Tineco Floor One S7 Steam: Design
Aesthetically the S7 Steam does the trick, and from a UX perspective its design is simple enough to negate the need for a user manual, there is just the issue of the weight distribution.
Weighing in at 4.89kg without the additional 720g from a full water tank, the device is quite heavy for a handheld. Most of this weight sits in the mop head itself making the whole appliance bottom heavy. While that is great for standing stability, when you’re pushing it around it becomes unwieldy and difficult to manoeuvre. Pushing over 5kg across a slick surface builds up momentum faster than you’d expect which led the S7 to slam into walls more often than I’d like.
Tineco calls this “self-propulsion” and pitches it as a way to clean surfaces effortlessly without fatigue. I’d wager that this self-propulsion is really just inertia.
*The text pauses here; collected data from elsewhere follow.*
PR #1737, opened 2024-05-15
feat: add official Scalar .NET integration

marclave:
we woke up today to a wonderful guide written on how to add Scalar to .NET with the anticipation of the amazing new 9.0 release with OpenAPI support out of the box!

@captainsafia wrote the wonderful docs and the integration for Scalar, now its bundled and available as a package so we can add more functionality with config, we also added it to the root README.

some things left to do:
- [ ] custom CDN
- [ ] custom page title
- [ ] maybe a generic to handle the scalar config object?


packages/scalar.aspnetcore/Scalar.AspNetCore.csproj
```diff
@@ -0,0 +1,14 @@
...
+
+  <PropertyGroup>
+    <TargetFramework>net9.0</TargetFramework>
+    <ImplicitUsings>enable</ImplicitUsings>
+    <Nullable>enable</Nullable>
+    <Version>1.0.1</Version>
+  </PropertyGroup>
+
+  <ItemGroup>
+    <PackageReference Include="Microsoft.AspNetCore.OpenApi" Version="9.0.0-preview.4.24260.3" />
```
captainsafia, line 11: You shouldn't need a package reference to the `Microsoft.AspNetCore.OpenApi` package in `Scalar.AspNetCore` since you don't rely on any of the APIs in it. Instead, we can assume that the use has installed the package in their web project and exposed the OpenAPI endpoint the Scalar API will point to from there.

packages/scalar.aspnetcore/Scalar.AspNetCore.cs
```diff
@@ -0,0 +1,36 @@
...
+            return endpoints.MapGet("/scalar/{documentName}", (string documentName) => Results.Content($$"""
+            <!doctype html>
+            <html>
+            <head>
+                <title>Scalar API Reference -- {{documentName}}</title>
+                <meta charset="utf-8" />
+                <meta name="viewport" content="width=device-width, initial-scale=1" />
+            </head>
+            <body>
+                <script id="api-reference" data-url="/openapi/{{documentName}}.json"></script>
```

While it is easy enough to keep the mop headed in one direction if you need to pull it back, or turn a corner - as you are likely to do while cleaning - you have to fight against it. It would be a better user experience if the weight was balanced better, similar to what Dyson implemented in its new WashG1. In Dyson’s version much of the weight is held closer to the top of the device which makes it feel lighter even though it is in fact heavier than the Tineco.
While weight is obviously a factor here it still would have been better to see a larger clean water canister. The 720ml bin lasted me long enough to do the kitchen and bathroom and one wash cycle. For me this is a relatively small area of floor, approximately 10m2 all up, but for people with larger areas of hard flooring I could see the water capacity becoming an issue. My bet is that the smaller capacity helps to lighten up the floor cleaner in operation. With the 720ml tank you’re already looking at 5.61kg and a litre would push that closer to 6kg.
How much does the Tineco One S7 Steam floor cleaner cost in Australia?
Retailing for $1,119 the Tineco One S7 Steam floor cleaner is only available from JB Hifi in Australia. You might get lucky and be able to grab one from eBay, but for the most part JB will be your best bet.
Prices are accurate as of the publish date. We may earn money if you purchase something through one of these links.
Is the Tineco S7 One Steam mop worth it?
Even without a fully accurate LED indicator system, the Tineco S7 Steam mop has the best performance we’ve seen in a steam mop. Its cleaning capabilities flow between cleaning surfaces and cleaning itself with equal ease. While it could benefit from better weight distribution and a larger clean water canister it is easily one of the best, and well thought out wet floor cleaners available on the market.